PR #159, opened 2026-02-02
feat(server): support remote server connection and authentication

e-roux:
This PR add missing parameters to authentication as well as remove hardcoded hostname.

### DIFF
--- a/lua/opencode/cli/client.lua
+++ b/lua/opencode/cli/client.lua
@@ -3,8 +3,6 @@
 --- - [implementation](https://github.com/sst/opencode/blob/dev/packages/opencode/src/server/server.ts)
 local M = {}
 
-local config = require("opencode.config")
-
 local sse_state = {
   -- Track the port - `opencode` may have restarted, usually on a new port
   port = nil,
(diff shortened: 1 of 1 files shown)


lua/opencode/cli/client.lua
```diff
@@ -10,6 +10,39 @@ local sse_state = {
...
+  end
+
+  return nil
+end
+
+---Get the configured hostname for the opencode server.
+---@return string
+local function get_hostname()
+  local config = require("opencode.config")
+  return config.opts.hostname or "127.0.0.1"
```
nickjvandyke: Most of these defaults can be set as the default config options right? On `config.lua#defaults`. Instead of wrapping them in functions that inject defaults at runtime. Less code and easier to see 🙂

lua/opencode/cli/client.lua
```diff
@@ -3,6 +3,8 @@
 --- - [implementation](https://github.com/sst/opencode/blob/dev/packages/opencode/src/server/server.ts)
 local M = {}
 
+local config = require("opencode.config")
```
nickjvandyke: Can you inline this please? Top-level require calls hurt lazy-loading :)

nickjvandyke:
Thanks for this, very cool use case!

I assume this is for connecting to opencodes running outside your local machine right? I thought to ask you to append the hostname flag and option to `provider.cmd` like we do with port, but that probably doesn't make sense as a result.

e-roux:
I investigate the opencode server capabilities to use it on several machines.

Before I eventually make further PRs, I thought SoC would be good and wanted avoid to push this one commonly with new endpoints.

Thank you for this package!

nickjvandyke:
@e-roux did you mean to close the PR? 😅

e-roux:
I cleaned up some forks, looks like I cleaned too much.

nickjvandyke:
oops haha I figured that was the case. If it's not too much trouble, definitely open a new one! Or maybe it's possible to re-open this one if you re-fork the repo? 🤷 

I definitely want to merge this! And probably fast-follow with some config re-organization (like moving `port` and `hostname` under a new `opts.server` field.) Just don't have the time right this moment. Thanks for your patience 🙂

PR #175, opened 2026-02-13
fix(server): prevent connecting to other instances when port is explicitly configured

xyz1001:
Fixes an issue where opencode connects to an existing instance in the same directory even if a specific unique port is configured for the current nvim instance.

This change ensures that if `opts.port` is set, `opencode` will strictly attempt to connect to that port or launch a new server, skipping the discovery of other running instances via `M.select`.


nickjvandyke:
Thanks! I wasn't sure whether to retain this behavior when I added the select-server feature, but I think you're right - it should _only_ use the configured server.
-*-
§ Exercise directions
Write out the records. Leave nothing out and change nothing.

§ Answer box
PR #159, opened 2026-02-02
feat(server): support remote server connection and authentication

e-roux:
This PR add missing parameters to authentication as well as remove hardcoded hostname.

### DIFF
--- a/lua/opencode/cli/client.lua
+++ b/lua/opencode/cli/client.lua
@@ -3,8 +3,6 @@
 --- - [implementation](https://github.com/sst/opencode/blob/dev/packages/opencode/src/server/server.ts)
 local M = {}
 
-local config = require("opencode.config")
-
 local sse_state = {
   -- Track the port - `opencode` may have restarted, usually on a new port
   port = nil,
(diff shortened: 1 of 1 files shown)


lua/opencode/cli/client.lua
```diff
@@ -10,6 +10,39 @@ local sse_state = {
...
+  end
+
+  return nil
+end
+
+---Get the configured hostname for the opencode server.
+---@return string
+local function get_hostname()
+  local config = require("opencode.config")
+  return config.opts.hostname or "127.0.0.1"
```
nickjvandyke: Most of these defaults can be set as the default config options right? On `config.lua#defaults`. Instead of wrapping them in functions that inject defaults at runtime. Less code and easier to see 🙂

lua/opencode/cli/client.lua
```diff
@@ -3,6 +3,8 @@
 --- - [implementation](https://github.com/sst/opencode/blob/dev/packages/opencode/src/server/server.ts)
 local M = {}
 
+local config = require("opencode.config")
```
nickjvandyke: Can you inline this please? Top-level require calls hurt lazy-loading :)

nickjvandyke:
Thanks for this, very cool use case!

I assume this is for connecting to opencodes running outside your local machine right? I thought to ask you to append the hostname flag and option to `provider.cmd` like we do with port, but that probably doesn't make sense as a result.

e-roux:
I investigate the opencode server capabilities to use it on several machines.

Before I eventually make further PRs, I thought SoC would be good and wanted avoid to push this one commonly with new endpoints.

Thank you for this package!

nickjvandyke:
@e-roux did you mean to close the PR? 😅

e-roux:
I cleaned up some forks, looks like I cleaned too much.

nickjvandyke:
oops haha I figured that was the case. If it's not too much trouble, definitely open a new one! Or maybe it's possible to re-open this one if you re-fork the repo? 🤷 

I definitely want to merge this! And probably fast-follow with some config re-organization (like moving `port` and `hostname` under a new `opts.server` field.) Just don't have the time right this moment. Thanks for your patience 🙂

PR #175, opened 2026-02-13
fix(server): prevent connecting to other instances when port is explicitly configured

xyz1001:
Fixes an issue where opencode connects to an existing instance in the same directory even if a specific unique port is configured for the current nvim instance.

This change ensures that if `opts.port` is set, `opencode` will strictly attempt to connect to that port or launch a new server, skipping the discovery of other running instances via `M.select`.


nickjvandyke:
Thanks! I wasn't sure whether to retain this behavior when I added the select-server feature, but I think you're right - it should _only_ use the configured server.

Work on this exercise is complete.